Requirement
Where the records below reach the line containing "PR #830, opened 2026-06-15", start transcribing, and end with the line containing "- Samples each", exactly and with nothing else added.

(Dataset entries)

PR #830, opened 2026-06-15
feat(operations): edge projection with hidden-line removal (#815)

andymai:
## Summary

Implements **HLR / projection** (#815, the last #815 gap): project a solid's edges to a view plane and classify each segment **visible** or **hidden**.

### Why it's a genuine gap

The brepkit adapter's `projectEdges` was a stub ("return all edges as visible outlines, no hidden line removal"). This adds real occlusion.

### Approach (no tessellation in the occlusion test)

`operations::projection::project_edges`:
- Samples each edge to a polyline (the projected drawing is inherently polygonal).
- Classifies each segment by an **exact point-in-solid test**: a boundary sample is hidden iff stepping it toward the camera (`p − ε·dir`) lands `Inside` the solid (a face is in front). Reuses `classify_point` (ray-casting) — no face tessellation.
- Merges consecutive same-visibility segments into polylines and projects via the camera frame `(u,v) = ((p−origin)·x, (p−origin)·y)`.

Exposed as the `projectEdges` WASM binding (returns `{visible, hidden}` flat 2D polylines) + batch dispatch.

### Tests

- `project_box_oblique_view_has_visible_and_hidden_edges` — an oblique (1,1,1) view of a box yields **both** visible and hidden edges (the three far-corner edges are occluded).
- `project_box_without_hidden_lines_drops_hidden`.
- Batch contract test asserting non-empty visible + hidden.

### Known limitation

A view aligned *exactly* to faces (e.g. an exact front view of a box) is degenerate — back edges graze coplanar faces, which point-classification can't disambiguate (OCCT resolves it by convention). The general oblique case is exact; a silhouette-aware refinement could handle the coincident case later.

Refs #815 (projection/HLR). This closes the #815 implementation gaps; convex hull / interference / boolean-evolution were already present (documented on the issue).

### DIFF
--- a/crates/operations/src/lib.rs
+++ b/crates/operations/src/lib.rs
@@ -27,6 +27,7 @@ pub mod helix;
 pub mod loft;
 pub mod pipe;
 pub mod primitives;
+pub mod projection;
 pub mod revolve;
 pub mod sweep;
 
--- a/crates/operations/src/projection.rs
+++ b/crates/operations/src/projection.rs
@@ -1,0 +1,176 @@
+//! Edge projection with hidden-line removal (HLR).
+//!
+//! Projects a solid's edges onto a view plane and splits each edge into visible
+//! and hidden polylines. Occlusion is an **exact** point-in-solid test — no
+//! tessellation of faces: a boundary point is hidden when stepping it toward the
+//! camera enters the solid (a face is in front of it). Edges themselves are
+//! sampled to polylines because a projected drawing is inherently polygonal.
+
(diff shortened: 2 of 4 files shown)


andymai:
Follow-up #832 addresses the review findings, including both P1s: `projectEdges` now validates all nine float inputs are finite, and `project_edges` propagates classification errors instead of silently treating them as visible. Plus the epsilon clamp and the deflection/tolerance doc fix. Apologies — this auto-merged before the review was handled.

---

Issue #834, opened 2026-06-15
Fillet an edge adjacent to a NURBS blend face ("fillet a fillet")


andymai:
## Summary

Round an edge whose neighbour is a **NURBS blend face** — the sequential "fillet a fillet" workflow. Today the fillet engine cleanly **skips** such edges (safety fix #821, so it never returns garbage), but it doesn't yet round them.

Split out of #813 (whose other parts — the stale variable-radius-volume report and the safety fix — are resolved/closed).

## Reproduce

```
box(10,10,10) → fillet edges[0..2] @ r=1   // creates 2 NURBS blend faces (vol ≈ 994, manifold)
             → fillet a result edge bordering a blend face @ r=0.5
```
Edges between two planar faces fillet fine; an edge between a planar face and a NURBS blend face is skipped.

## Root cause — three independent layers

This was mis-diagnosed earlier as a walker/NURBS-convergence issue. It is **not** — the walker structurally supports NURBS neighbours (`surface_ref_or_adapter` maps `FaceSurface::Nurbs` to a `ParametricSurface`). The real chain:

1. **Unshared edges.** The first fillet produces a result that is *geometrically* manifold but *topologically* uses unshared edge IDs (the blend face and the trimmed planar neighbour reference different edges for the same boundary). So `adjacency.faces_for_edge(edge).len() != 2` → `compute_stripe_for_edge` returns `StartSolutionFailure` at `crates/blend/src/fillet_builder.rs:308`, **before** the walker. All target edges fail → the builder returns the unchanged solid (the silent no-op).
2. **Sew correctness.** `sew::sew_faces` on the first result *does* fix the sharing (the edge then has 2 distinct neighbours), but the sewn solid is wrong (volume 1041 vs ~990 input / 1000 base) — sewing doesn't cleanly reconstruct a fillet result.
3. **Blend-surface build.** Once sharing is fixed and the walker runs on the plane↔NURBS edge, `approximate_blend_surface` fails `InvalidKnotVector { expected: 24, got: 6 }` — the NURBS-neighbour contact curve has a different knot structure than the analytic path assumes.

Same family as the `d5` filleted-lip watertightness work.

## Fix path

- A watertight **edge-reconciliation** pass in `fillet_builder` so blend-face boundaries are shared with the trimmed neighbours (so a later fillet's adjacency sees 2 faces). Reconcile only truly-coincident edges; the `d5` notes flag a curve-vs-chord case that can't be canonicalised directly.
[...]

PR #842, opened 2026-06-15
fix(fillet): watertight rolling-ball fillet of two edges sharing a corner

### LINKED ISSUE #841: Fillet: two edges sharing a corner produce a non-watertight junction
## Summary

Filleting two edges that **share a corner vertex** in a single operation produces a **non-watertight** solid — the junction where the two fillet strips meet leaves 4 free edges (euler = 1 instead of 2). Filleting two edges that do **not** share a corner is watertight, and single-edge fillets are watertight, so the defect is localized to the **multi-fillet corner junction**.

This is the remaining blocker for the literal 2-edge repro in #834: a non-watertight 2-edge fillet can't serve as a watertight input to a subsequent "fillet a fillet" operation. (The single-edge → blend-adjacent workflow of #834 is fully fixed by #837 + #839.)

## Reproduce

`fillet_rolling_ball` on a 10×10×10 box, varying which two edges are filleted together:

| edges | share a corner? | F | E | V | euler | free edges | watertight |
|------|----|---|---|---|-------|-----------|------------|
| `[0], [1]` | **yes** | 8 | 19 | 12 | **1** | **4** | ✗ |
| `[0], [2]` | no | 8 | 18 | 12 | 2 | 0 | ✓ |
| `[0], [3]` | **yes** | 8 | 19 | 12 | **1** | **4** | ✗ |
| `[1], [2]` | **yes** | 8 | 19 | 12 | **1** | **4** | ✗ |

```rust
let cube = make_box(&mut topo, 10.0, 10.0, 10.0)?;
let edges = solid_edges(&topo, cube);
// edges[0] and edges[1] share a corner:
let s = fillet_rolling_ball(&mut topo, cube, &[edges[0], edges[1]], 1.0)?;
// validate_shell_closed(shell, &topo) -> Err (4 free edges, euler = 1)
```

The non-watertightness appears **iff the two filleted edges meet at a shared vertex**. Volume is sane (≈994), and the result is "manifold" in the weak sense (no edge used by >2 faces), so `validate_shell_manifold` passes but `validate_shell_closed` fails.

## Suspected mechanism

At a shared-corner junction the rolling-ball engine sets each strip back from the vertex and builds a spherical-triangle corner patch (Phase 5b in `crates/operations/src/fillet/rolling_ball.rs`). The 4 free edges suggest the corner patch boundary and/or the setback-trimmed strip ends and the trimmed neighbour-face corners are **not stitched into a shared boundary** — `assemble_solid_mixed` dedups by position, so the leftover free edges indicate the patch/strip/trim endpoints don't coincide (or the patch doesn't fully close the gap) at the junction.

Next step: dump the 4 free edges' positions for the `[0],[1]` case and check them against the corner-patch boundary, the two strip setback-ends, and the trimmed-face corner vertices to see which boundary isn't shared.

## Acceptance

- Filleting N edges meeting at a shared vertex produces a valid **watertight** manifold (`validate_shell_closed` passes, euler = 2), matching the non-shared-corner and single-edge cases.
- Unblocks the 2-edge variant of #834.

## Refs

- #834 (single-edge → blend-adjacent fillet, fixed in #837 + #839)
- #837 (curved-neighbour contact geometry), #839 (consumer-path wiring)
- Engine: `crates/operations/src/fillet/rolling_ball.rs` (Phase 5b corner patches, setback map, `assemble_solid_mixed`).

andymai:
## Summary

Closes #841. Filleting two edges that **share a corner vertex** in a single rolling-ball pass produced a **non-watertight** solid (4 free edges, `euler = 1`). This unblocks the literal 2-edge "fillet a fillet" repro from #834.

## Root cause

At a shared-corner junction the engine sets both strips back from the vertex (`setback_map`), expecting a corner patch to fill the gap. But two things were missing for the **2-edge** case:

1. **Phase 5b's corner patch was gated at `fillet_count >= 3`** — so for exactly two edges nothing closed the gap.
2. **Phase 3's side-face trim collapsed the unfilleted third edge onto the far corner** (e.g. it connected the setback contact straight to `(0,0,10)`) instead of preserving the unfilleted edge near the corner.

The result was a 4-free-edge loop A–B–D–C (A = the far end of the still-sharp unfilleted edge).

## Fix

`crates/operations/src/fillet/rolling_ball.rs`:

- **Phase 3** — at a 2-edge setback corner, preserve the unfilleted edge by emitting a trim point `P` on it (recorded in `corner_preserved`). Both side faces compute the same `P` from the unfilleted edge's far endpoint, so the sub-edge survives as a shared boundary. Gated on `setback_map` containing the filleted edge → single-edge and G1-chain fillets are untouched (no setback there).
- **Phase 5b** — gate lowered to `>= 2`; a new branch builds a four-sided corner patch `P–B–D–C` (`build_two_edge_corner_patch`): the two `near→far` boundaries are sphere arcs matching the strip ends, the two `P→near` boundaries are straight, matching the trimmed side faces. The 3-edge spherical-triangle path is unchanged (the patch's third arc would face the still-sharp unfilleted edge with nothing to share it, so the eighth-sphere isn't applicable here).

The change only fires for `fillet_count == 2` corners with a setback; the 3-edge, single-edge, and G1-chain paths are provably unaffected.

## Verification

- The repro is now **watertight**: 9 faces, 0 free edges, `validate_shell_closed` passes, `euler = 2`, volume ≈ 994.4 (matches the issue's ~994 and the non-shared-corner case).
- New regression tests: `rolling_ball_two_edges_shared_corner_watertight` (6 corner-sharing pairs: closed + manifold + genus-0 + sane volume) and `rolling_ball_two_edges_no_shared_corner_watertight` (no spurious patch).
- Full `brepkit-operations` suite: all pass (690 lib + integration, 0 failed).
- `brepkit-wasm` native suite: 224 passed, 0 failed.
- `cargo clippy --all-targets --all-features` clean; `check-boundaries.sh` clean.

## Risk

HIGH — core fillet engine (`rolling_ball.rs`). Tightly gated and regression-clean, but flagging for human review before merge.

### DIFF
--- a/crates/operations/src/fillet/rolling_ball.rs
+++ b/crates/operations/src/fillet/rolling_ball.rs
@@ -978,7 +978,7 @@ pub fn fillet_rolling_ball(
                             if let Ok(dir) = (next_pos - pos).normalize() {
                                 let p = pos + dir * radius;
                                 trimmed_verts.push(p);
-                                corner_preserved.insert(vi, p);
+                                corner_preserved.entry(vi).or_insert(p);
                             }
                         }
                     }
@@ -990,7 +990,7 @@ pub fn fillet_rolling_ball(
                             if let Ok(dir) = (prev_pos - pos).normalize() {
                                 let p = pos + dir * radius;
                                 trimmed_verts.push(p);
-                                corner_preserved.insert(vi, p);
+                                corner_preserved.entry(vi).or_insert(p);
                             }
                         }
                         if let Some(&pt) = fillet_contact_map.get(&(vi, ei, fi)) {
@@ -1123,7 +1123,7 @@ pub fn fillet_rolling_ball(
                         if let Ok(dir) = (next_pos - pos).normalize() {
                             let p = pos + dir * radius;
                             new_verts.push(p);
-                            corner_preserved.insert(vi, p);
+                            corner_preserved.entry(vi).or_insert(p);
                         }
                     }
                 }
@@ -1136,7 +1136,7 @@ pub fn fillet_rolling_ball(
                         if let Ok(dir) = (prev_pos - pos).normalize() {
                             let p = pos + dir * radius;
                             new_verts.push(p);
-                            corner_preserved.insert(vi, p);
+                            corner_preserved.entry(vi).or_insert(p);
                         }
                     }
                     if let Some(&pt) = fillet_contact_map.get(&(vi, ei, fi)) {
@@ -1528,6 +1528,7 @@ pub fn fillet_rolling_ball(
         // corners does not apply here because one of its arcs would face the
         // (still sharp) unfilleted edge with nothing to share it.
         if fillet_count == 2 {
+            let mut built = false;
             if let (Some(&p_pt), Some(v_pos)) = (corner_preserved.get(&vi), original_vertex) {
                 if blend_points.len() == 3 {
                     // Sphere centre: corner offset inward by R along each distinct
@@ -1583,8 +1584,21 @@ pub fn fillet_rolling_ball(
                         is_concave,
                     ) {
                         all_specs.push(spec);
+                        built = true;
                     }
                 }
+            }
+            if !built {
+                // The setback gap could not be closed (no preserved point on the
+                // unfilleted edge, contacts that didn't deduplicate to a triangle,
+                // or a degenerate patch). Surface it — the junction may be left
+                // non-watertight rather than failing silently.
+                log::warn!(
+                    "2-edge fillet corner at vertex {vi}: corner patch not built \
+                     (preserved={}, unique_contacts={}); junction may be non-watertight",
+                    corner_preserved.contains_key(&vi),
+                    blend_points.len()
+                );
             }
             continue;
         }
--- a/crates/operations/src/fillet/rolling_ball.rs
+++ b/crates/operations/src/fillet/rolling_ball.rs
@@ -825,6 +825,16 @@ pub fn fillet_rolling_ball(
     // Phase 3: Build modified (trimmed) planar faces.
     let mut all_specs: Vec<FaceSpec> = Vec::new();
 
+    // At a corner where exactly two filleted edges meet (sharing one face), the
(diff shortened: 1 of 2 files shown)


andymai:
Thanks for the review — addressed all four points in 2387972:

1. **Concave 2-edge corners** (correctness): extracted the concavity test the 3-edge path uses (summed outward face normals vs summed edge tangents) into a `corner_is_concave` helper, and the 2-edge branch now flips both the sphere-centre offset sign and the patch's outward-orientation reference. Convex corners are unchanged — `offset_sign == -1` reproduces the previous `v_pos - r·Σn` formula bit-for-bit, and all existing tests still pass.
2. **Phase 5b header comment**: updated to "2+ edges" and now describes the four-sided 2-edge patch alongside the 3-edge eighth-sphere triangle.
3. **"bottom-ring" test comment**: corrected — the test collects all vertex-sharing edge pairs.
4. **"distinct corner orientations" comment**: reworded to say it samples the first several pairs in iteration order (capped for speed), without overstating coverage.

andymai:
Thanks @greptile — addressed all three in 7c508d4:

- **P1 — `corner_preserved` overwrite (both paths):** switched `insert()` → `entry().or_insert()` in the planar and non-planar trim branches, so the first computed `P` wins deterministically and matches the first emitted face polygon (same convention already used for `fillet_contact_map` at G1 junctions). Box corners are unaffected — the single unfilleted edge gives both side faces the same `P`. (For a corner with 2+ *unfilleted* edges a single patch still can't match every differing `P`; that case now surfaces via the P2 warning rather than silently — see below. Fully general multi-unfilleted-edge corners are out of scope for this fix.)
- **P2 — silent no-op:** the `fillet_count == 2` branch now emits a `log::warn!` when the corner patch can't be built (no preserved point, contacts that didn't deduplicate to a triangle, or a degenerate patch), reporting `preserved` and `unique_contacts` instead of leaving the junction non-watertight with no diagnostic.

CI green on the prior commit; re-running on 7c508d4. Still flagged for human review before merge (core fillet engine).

Finished task
PR #830, opened 2026-06-15
feat(operations): edge projection with hidden-line removal (#815)

andymai:
## Summary

Implements **HLR / projection** (#815, the last #815 gap): project a solid's edges to a view plane and classify each segment **visible** or **hidden**.

### Why it's a genuine gap

The brepkit adapter's `projectEdges` was a stub ("return all edges as visible outlines, no hidden line removal"). This adds real occlusion.

### Approach (no tessellation in the occlusion test)

`operations::projection::project_edges`:
- Samples each edge to a polyline (the projected drawing is inherently polygonal).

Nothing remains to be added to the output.